Collision Problem - A gain of kinetic energy?

[eurekameh]

In Fig. 9-64, block A (mass 1.1 kg) slides into block B (mass 2.9 kg), along a frictionless surface. The directions of velocities before and after the collision are indicated; the corresponding speeds are vAi = 5.6 m/s, vBi = 2.2 m/s, and vBf = 4.9 m/s. What is velocity vAf (including sign, where positive denotes motion to the right)?

I believe that this collision is inelastic and not elastic, because kinetic energy is lost to other forms of energy, correct? And so momentum is conserved, kinetic energy is not?

I conserved momentum and found the final velocity of block A. However, when I calculated the kinetic energy before and after the collision, I found that the kinetic energy after the collision is greater than the kinetic energy before the collision. How is this possible?

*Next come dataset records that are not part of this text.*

PR #89, opened 2023-06-27
fix(chain-ops): fix constructor args for validator reward vault

Pangssu:
# Description

This PR includes the fixes below.
- Added a hardhat task to migrate predeployed L2 contracts to a deployment of `hardhat-deploy`.
- Modify `deploy-utils` code to allow L2 contracts to be upgraded.
- Fixed an issue where the constructor argument of the `ValidatorRewardVault` contract was set to an incorrect value when creating an L2 genesis in `chain-ops`.
- Added `--verifier-url` flag to `forge-verify` script.

PR #106, opened 2023-07-06
chore(contracts): remove wrong bytecode diff checking logic

Pangssu:
# Description

Remove the bytecode check logic because the conditional statement checking for contract changes was always comparing the same value, and the hardhat-deploy package already checks for changes.

Related: #89, 369728d

### DIFF
--- a/packages/contracts/src/deploy-utils.ts
+++ b/packages/contracts/src/deploy-utils.ts
@@ -40,26 +40,9 @@ interface DeployOptions {
 export const deploy = async (
   hre: HardhatRuntimeEnvironment,
   name: string,
-  opts?: DeployOptions
+  opts: DeployOptions = {}
 ): Promise<Contract | null> => {
-  if (!opts) {
-    opts = {}
-  }
-
   const { deployer } = await hre.getNamedAccounts()
-  const deployment = await hre.deployments.getOrNull(name)
-
-  if (deployment?.address) {
-    const deployedBytecode = await hre.ethers.provider.getCode(
-      deployment.address
-    )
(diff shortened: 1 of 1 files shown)


0xHansLee (approved):
LGTM

FYI, this is the part that `hardhat-deploy` compares the compiled code and the deployed one as @Pangssu said.
https://github.com/wighawag/hardhat-deploy/blob/1a216e1584fd10262b365fa0469d099cd094ead4/src/helpers.ts#L1013C13-L1013C13

chokobole (approved):
LGTM

kangsorang (approved):
LGTM

packages/contracts/src/deploy-utils.ts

Edit: No external forces are present.

 

[eczeno]

can you show us the work you did.

 

[eurekameh]

Momentum before = Momentum after
(1.1)(5.6) + (2.9)(2.2) = (1.1)(vAf) + (2.9)(4.9)
I found vAf.
But when I calculated the kinetic energy before and after the collision, I got an increase in kinetic energy, as in : kinetic energy before collision < kinetic energy after collision.

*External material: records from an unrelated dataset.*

PR #114, opened 2023-07-11
feat!(validator): rename output submitter and challenger flags

0xHansLee:
Renamed two validator flags for consistency and readability: 
`VALIDATOR_OUTPUT_SUBMITTER_ENABLED` and `VALIDATOR_CHALLENGER_ENABLED`, both are required.

At first, we named the flags with `*_DISABLED`. If no value is set, it was to turn on the output submitter and challenger by default.

With this renaming, we should provide a sample `.env` file with default value of `true` for both flags for guide of running Kroma node.


chokobole (changes requested):
I think this should be committed with the commit type 'feat' and it should support all old flags for backward compatibility. Additionally, the help message should indicate that they are going to be deprecated.

0xHansLee:
> I think this should be committed with the commit type feat and it should support all old flags for backward compatibility. Additionally, the help message should indicate that they are going to be deprecated.

Right. Thank you for pointing it out. We should support backward compatibility. I'll restore the old flags and mark `deprecated` as you suggested.

0xHansLee:
As we discussed offline, these changes will be included in the next release without backward compatibility.
We should keep in mind that the guides would also be provided accordingly, so I added `!` in the commit.

Pangssu (approved):
LGTM

components/validator/flags/flags.go
```diff
@@ -68,10 +62,11 @@ var (
...
 	}
-	OutputSubmitterDisabledFlag = cli.BoolFlag{
-		Name:   "output-submitter.disabled",
-		Usage:  "Disable l2 output submitter",
-		EnvVar: kservice.PrefixEnvVar(envVarPrefix, "OUTPUT_SUBMITTER_DISABLED"),
+	OutputSubmitterEnabledFlag = cli.BoolFlag{
+		Name:     "output-submitter.enabled",
+		Usage:    "Enable l2 output submitter",
+		EnvVar:   kservice.PrefixEnvVar(envVarPrefix, "OUTPUT_SUBMITTER_ENABLED"),
+		Required: true,
```
seolaoh, line 69: Please move the required flags above `// Optional flags`.

components/validator/flags/flags.go
```diff
@@ -91,10 +86,17 @@ var (
...
+	ChallengerEnabledFlag = cli.BoolFlag{
+		Name:     "challenger.enabled",
+		Usage:    "Enable challenger",
+		EnvVar:   kservice.PrefixEnvVar(envVarPrefix, "CHALLENGER_ENABLED"),
+		Required: true,
+	}
+	ProverGrpcFlag = cli.StringFlag{
+		Name:     "prover-grpc-url",
+		Usage:    "gRPC URL for kroma-prover.",
+		Required: false,
```
seolaoh, line 98: Don't need this line because `Required` default value is `false`.

components/validator/flags/flags.go
```diff
@@ -126,11 +128,11 @@ var requiredFlags = []cli.Flag{
 
 var optionalFlags = []cli.Flag{
 	AllowNonFinalizedFlag,
-	OutputSubmitterDisabledFlag,
+	OutputSubmitterEnabledFlag,
```
seolaoh, line 131: Please move these required flags to `requiredFlags`, and move `ProverGrpcFlag` to here.

components/validator/config.go
```diff
@@ -144,11 +144,11 @@ func NewCLIConfig(ctx *cli.Context) CLIConfig {
 
 		// Optional Flags
 		AllowNonFinalized:            ctx.GlobalBool(flags.AllowNonFinalizedFlag.Name),
-		OutputSubmitterDisabled:      ctx.GlobalBool(flags.OutputSubmitterDisabledFlag.Name),
+		OutputSubmitterEnabled:       ctx.GlobalBool(flags.OutputSubmitterEnabledFlag.Name),
```
seolaoh, line 147: Please move these required flags above `// Optional Flags`, and move `ProverGrpc` here.

components/validator/config.go
```diff
@@ -189,11 +189,11 @@ func NewValidatorConfig(cfg CLIConfig, l log.Logger, m metrics.Metricer) (*Confi
...
 	}
 
-	if cfg.OutputSubmitterDisabled && cfg.ChallengerDisabled {
+	if !cfg.OutputSubmitterEnabled && !cfg.ChallengerEnabled {
 		return nil, errors.New("output submitter and challenger are disabled. either output submitter or challenger must be enabled")
 	}
 
-	if !cfg.ChallengerDisabled && len(cfg.ProverGrpc) == 0 {
+	if cfg.ChallengerEnabled && len(cfg.ProverGrpc) == 0 {
 		return nil, errors.New("ProverGrpc is required but given empty")
```
seolaoh, line 197:
```suggestion
		return nil, errors.New("ProverGrpc is required when challenger enabled, but given empty")
```

e2e/setup.go
```diff
@@ -607,7 +607,8 @@ func (cfg SystemConfig) Start(_opts ...SystemConfigOption) (*System, error) {
 		OutputSubmitterBondAmount:    cfg.OutputSubmitterBondAmount,
 		OutputSubmitterRetryInterval: 50 * time.Millisecond,
 		OutputSubmitterRoundBuffer:   30,
-		ChallengerDisabled:           true,
+		ChallengerEnabled:            false,
+		OutputSubmitterEnabled:       true,
```
seolaoh, line 611: We can remove `ProverGrpc` of asserter.

ops-devnet/docker-compose.yml
```diff
@@ -122,7 +122,7 @@ services:
       VALIDATOR_METRICS_ENABLED: "true"
       VALIDATOR_ALLOW_NON_FINALIZED: "true"
       VALIDATOR_OUTPUT_SUBMITTER_BOND_AMOUNT: 1
-      VALIDATOR_CHALLENGER_DISABLED: "true"
+      VALIDATOR_CHALLENGER_ENABLED: "false"
```
seolaoh, line 125: We need to add `VALIDATOR_OUTPUT_SUBMITTER_ENABLED` to `kroma-validator` also.

ops-devnet/docker-compose.yml
```diff
@@ -151,7 +151,7 @@ services:
       VALIDATOR_COLOSSEUM_ADDRESS: "${COLOSSEUM_ADDRESS}"
       VALIDATOR_VALPOOL_ADDRESS: "${VALPOOL_ADDRESS}"
       VALIDATOR_PROVER_GRPC: "${PROVER_GRPC}"
-      VALIDATOR_OUTPUT_SUBMITTER_DISABLED: "true"
+      VALIDATOR_OUTPUT_SUBMITTER_ENABLED: "false"
```
seolaoh, line 154: We need to add `VALIDATOR_CHALLENGER_ENABLED` to `kroma-challenger` also.

0xHansLee:
@seolaoh Thank you. I applied all your comments. Please review again.

kangsorang (approved):
lgtm

seolaoh (approved):
LGTM

chokobole (approved):
LGTM

Issue #116, opened 2023-07-12
Prevent further progress in the challenge process for finalized output


seolaoh:
### Issue Type

Performance

### Kroma Version

0.2.1

### Current Behaviour?

Currently, a challenger continues challenge process for an output that have already been finalized. Also a guardian processes a validation request of the already finalized output.
For outputs that have already been finalized, this is unnecessary actions and therefore consumes gas unnecessarily.

### Standalone code to reproduce the issue

Run a challenger or guardian node, if an error occurred while progressing challenge process, validation request respectively, it loops forever.

### Expected Behaviour

 Revert challenge process of already finalized output in Colosseum contract, and prevent sending unnecessary transactions in each component (challenger, guardian).

PR #119, opened 2023-07-13
feat: prevent progressing challenge of finalized output

seolaoh:
# Description

We don't need to progress challenge process further when related output has already finalized. 
Therefore, revert challenge process of finalized output in `Colosseum`. Also, prevent `challenger` and `guardian` sending unnecessary transactions which are related to challenge of finalized output.

Related #116


chokobole (approved):
LGTM

components/validator/guardian.go
```diff
@@ -176,12 +190,21 @@ func (g *Guardian) processOutputValidation(ctx context.Context, event *bindings.
 	Loop:
 		select {
 		case <-ticker.C:
-			cCtx, cCancel := context.WithTimeout(ctx, g.cfg.NetworkTimeout)
-			callOpts := utils.NewCallOptsWithSender(cCtx, g.cfg.TxManager.From())
-			isConfirmed, err := g.securityCouncilContract.IsConfirmed(callOpts, event.TransactionId)
-			cCancel()
+			outputIndex := new(big.Int).Sub(event.L2BlockNumber, g.submissionInterval)
```
0xHansLee, line 193: I think that the outputIndex should be obtained via `l2ooContract.getL2OutputIndexAfter()`.

0xHansLee (changes requested):

components/validator/guardian.go
```diff
@@ -34,25 +34,39 @@ type Guardian struct {
 	cancel context.CancelFunc
 	wg     sync.WaitGroup
 
+	submissionInterval *big.Int
+
+	l2ooContract            *bindings.L2OutputOracle
```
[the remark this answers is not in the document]
seolaoh: I didn't add it to `guardian`, because it creates new context with timeout every network request. Otherwise, we can use newly created context with timeout also in `challenger`. Would it be better to use it also in `challenger`?

packages/contracts/contracts/L1/Colosseum.sol
```diff
@@ -418,6 +423,18 @@ contract Colosseum is Initializable, Semver {
         emit Proven(_outputIndex, _outputRoot);
     }
 
+    /**
+     * @notice Reverts if the output of given index is already finalized.
+     *
+     * @param _outputIndex Index of the L2 checkpoint output.
+     */
+    function _checkOutputNotFinalized(uint256 _outputIndex) private view {
```
kangsorang, line 431: What about changing the function to a modifier?

components/validator/guardian.go
```diff
@@ -176,12 +182,26 @@ func (g *Guardian) processOutputValidation(ctx context.Context, event *bindings.
...
 		select {
 		case <-ticker.C:
-			cCtx, cCancel := context.WithTimeout(ctx, g.cfg.NetworkTimeout)
-			callOpts := utils.NewCallOptsWithSender(cCtx, g.cfg.TxManager.From())
-			isConfirmed, err := g.securityCouncilContract.IsConfirmed(callOpts, event.TransactionId)
-			cCancel()
+			outputIndex, err := g.getL2OutputIndexAfter(ctx, event.L2BlockNumber)
+			if err != nil {
+				g.log.Error("unable to get output index after", "err", err, "l2BlockNumber", event.L2BlockNumber)
+				break Loop
```
kangsorang, line 188: Clear the Loop, please

components/validator/guardian.go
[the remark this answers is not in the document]
0xHansLee: I see. I think it's out of scope of this PR. Let's keep this way for now.
It seems better to add timeout as you said.

0xHansLee (approved):
LGTM

kangsorang (approved):
LGTM

packages/contracts/contracts/L1/Colosseum.sol
seolaoh: I applied it in last force-push, please check it again! (I also changed the order of some functions in `guardian.go`.)

components/validator/challenger.go
```diff
@@ -135,6 +136,7 @@ func (c *Challenger) initSub(ctx context.Context) {
 
 func (c *Challenger) Start(ctx context.Context) error {
 	c.ctx, c.cancel = context.WithCancel(ctx)
+	c.callOpts = utils.NewSimpleCallOpts(ctx)
```
Pangssu, line 139:
```suggestion
	c.callOpts = utils.NewSimpleCallOpts(c.ctx)
```

Pangssu (changes requested):

Pangssu (approved):
LGTM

Kinetic energy before collision:
(1/2)(1.1)(5.6)^2 + (1/2)(2.9)(2.2)^2 = 24.3 J.

Kinetic energy after collision, using vAf = -1.52, found when conserving momentum:
(1/2)(1.1)(-1.52)^2 + (1/2)(2.9)(4.9)^2 = 36.1 J.

My question is this: Is it possible to have an increase in kinetic energy when there are no apparent external forces acting on the system of the two colliding blocks? Or are my calculations faulty? Or is the problem itself faulty?
Thanks for the responses.

 

[eczeno]

well, we seem to have an impossible situation here. and in fact we do. if you look at the change in KE of B, it is bigger than the whole of A's KE coming in. this is impossible. these numbers do not correspond to a possible physical situation.